Exercise aim:
If a line in the records below holds the word "training", copy it.

(Records from a collection)

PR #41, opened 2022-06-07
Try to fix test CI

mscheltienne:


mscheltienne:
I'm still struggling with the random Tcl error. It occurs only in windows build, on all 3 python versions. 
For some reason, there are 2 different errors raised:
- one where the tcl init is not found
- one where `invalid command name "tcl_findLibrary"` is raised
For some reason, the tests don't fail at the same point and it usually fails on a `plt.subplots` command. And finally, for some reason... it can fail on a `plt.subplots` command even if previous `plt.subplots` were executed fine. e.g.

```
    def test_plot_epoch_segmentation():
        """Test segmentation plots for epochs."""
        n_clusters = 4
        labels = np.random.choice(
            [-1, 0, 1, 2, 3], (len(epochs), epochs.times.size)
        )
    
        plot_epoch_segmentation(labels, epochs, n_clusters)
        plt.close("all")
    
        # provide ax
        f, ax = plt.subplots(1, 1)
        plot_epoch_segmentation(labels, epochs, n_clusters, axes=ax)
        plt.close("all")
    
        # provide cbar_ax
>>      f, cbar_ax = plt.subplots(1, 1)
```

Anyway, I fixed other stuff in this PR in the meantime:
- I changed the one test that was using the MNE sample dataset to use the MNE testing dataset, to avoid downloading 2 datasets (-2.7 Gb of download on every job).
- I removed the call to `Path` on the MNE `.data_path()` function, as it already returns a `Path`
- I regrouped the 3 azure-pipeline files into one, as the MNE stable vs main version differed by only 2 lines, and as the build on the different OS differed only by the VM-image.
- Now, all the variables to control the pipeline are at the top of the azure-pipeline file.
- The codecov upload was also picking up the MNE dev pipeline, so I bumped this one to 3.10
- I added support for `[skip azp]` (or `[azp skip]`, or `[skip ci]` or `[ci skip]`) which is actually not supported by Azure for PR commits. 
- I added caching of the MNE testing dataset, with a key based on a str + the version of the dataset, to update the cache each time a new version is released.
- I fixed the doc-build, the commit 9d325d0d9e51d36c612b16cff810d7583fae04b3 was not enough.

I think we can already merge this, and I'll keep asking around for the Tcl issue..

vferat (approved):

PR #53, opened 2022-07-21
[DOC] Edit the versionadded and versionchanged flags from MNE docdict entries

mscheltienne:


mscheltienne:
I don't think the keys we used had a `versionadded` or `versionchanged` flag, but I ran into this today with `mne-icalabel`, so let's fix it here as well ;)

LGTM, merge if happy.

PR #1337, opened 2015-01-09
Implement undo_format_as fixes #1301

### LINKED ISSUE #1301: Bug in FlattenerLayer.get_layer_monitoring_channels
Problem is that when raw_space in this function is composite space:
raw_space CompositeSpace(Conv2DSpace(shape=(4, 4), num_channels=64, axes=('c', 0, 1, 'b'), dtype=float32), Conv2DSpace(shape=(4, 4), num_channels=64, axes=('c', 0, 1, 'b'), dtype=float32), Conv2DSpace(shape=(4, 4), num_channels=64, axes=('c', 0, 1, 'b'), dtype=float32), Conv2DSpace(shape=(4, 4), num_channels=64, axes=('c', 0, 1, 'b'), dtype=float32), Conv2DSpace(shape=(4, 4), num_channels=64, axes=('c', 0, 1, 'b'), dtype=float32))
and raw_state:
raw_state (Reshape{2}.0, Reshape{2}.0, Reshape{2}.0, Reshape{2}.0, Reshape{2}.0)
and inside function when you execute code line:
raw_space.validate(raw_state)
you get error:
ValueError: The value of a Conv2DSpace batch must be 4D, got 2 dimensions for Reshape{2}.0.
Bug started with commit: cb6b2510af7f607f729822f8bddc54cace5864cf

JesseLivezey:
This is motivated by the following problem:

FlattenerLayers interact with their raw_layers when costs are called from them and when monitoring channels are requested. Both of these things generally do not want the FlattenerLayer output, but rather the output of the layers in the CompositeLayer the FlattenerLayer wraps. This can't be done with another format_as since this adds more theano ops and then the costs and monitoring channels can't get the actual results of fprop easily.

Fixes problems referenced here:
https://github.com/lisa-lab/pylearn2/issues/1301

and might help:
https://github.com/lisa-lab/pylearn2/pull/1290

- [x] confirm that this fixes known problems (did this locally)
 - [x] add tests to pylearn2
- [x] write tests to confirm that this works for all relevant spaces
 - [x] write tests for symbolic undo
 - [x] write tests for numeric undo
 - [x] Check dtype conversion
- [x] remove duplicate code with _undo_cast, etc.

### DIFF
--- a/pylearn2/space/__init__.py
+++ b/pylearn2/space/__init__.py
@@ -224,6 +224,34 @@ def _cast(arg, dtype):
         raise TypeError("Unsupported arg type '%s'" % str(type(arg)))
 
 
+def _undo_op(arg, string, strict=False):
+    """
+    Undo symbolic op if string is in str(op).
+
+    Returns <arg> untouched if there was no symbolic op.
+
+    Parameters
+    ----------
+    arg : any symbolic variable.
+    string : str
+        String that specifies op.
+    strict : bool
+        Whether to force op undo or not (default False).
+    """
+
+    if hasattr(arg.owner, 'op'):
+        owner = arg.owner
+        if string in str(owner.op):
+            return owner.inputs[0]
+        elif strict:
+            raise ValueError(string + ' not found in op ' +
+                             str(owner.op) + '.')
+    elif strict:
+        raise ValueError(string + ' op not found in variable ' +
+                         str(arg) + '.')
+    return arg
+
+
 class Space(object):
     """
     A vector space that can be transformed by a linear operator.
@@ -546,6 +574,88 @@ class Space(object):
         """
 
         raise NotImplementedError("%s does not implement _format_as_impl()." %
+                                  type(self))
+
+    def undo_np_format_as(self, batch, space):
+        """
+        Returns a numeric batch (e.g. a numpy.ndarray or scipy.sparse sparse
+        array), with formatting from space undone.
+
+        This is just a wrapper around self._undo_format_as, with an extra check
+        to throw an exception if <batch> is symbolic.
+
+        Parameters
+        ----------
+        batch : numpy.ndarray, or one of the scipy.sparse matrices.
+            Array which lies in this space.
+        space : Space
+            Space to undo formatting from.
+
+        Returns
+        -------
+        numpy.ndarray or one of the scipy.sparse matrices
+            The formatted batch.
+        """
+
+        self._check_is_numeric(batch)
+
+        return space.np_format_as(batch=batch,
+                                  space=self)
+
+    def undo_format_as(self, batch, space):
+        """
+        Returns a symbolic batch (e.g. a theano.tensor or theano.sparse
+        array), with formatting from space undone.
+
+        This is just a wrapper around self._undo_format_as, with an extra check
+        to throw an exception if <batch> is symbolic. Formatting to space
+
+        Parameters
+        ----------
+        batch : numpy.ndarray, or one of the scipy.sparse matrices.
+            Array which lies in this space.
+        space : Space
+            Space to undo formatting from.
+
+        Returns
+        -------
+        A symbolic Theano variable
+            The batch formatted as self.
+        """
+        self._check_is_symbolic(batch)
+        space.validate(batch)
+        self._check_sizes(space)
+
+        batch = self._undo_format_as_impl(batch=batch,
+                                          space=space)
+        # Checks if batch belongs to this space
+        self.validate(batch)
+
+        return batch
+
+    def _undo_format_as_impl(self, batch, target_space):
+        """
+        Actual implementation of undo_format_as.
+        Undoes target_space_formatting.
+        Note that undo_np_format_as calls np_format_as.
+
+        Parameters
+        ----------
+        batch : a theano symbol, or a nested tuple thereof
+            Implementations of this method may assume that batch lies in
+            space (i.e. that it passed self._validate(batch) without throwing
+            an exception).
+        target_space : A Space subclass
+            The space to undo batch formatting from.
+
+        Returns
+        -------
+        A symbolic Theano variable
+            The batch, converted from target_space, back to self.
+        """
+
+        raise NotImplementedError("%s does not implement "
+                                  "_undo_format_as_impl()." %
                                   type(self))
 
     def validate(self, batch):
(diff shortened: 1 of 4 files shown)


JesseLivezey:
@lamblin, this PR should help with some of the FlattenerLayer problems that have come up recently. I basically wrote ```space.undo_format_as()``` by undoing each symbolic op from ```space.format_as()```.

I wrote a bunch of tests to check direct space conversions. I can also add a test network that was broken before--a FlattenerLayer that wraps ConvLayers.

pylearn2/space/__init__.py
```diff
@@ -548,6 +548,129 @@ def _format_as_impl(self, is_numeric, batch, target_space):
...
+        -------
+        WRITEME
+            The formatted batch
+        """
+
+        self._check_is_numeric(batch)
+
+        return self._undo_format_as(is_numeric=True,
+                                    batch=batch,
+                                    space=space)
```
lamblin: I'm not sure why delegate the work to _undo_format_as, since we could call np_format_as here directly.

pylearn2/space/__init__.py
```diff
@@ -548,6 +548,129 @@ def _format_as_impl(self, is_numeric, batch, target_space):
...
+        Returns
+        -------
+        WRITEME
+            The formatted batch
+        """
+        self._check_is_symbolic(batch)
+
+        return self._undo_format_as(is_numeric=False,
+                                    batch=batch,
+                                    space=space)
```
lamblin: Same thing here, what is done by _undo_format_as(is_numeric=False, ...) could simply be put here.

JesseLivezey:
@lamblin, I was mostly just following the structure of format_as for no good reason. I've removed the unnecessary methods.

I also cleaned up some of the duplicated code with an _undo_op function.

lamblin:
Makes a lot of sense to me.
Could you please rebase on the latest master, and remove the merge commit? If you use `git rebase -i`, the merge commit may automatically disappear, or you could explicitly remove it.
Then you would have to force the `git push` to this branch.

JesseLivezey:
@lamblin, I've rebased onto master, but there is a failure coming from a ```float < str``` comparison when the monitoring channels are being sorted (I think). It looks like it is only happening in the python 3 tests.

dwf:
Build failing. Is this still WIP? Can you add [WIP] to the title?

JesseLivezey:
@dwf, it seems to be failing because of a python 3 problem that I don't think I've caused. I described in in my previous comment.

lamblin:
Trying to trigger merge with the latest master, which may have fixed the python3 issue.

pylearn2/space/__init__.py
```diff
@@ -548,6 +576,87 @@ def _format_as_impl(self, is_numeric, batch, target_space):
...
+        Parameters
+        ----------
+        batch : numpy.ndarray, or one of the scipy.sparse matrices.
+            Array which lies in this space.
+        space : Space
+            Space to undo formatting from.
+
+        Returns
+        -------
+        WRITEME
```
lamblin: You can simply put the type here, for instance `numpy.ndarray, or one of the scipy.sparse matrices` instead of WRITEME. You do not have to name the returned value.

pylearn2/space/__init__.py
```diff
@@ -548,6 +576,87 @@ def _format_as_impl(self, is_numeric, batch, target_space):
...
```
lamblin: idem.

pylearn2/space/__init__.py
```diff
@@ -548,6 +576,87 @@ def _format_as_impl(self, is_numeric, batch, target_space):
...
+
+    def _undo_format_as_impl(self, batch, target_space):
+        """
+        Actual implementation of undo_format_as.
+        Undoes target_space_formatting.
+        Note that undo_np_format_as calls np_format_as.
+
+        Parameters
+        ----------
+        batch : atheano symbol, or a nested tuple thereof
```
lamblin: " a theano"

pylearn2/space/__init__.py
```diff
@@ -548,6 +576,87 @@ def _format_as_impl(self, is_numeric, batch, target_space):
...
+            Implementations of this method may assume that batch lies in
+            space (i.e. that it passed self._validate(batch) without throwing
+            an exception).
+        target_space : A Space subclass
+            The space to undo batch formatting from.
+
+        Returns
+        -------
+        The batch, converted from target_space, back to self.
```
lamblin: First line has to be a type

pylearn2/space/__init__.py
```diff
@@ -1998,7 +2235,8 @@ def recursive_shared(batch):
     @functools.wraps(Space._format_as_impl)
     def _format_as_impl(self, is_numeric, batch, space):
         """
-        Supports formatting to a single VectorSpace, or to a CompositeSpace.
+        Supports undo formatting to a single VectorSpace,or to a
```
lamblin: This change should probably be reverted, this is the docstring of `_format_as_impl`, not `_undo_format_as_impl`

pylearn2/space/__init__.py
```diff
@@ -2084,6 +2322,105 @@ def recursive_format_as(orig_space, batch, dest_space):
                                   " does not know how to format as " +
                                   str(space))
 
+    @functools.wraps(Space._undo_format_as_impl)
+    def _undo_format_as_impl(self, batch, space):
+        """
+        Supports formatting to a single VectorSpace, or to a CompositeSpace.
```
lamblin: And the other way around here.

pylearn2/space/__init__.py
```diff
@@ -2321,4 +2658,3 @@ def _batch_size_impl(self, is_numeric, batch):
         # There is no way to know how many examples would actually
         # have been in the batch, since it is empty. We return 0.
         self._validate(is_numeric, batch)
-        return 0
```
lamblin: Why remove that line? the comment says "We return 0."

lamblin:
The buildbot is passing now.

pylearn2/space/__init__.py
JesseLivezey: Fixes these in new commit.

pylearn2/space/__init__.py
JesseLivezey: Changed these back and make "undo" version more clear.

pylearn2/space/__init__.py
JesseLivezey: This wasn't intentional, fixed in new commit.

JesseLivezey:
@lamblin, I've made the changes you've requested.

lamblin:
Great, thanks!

---

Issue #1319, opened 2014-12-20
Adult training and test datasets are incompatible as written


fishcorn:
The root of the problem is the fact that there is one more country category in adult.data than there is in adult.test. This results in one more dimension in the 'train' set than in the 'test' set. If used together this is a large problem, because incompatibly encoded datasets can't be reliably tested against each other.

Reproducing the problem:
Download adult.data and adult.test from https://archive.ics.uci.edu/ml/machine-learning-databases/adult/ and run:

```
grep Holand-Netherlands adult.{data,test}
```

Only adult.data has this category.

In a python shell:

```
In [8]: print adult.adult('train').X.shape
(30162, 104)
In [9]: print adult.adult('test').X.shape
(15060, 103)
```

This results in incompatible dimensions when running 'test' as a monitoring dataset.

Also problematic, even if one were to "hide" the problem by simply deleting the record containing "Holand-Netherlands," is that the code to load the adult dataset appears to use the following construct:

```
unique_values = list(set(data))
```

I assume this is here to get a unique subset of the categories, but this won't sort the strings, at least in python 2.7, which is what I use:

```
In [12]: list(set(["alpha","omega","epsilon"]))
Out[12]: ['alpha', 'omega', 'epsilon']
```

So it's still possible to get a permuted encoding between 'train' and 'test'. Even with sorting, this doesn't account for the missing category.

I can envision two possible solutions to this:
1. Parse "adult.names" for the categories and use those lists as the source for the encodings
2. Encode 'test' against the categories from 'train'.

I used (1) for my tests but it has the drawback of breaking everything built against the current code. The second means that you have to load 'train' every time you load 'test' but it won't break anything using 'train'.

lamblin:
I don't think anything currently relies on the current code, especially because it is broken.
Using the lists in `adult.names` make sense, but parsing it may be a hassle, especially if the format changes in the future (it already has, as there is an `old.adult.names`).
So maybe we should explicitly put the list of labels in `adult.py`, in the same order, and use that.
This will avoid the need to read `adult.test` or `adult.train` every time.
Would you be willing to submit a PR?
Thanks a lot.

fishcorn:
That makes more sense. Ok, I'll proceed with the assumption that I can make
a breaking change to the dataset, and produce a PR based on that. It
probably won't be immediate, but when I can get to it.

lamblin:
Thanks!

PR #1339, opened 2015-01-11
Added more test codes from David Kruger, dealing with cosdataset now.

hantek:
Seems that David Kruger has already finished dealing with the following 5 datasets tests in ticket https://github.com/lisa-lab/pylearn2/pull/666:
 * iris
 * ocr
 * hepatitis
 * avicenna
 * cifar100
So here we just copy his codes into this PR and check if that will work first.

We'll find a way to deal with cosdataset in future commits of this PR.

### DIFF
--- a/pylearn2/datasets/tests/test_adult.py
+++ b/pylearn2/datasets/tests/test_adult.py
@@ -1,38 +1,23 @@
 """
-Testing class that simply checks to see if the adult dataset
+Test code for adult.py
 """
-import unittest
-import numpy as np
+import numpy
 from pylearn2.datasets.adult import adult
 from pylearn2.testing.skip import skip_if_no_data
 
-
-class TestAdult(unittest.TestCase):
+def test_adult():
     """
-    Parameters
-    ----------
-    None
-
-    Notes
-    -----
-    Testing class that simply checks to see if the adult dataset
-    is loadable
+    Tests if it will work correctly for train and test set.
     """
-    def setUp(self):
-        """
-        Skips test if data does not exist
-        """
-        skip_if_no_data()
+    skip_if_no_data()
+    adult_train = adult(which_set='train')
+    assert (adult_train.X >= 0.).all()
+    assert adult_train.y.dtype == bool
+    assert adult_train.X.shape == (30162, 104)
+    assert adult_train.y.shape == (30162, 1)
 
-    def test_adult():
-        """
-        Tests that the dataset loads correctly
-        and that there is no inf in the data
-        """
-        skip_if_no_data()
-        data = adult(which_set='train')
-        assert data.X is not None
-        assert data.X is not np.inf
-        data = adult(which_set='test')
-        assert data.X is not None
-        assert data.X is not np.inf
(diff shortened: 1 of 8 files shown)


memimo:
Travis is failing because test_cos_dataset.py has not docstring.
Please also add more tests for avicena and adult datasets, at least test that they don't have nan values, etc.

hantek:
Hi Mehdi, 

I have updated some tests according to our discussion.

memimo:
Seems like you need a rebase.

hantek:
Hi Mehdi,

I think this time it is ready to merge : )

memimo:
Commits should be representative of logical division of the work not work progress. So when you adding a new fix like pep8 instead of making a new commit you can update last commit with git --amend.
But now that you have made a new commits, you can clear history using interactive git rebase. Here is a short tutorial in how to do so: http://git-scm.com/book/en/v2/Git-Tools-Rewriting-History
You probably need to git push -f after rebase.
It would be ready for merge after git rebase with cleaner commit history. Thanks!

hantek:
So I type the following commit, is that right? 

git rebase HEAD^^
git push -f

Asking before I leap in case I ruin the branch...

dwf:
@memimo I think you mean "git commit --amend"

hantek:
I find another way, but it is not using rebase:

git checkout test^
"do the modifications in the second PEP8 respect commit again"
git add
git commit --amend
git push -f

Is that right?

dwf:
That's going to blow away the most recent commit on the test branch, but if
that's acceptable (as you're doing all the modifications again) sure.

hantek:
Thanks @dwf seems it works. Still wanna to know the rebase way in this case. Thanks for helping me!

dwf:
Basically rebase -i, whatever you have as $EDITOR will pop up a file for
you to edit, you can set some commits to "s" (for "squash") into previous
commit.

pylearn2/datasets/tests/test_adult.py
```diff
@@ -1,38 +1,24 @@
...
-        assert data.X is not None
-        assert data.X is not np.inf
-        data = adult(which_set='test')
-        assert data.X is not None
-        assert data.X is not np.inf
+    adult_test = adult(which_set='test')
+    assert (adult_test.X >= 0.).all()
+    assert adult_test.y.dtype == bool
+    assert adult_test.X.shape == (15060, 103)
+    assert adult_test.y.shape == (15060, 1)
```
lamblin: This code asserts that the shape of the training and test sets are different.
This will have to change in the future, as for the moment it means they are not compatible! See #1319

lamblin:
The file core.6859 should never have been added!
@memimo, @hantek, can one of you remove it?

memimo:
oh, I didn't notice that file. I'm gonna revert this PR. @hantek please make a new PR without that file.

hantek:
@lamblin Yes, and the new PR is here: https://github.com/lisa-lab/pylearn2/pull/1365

Output for this exercise:
Adult training and test datasets are incompatible as written
lamblin: This code asserts that the shape of the training and test sets are different.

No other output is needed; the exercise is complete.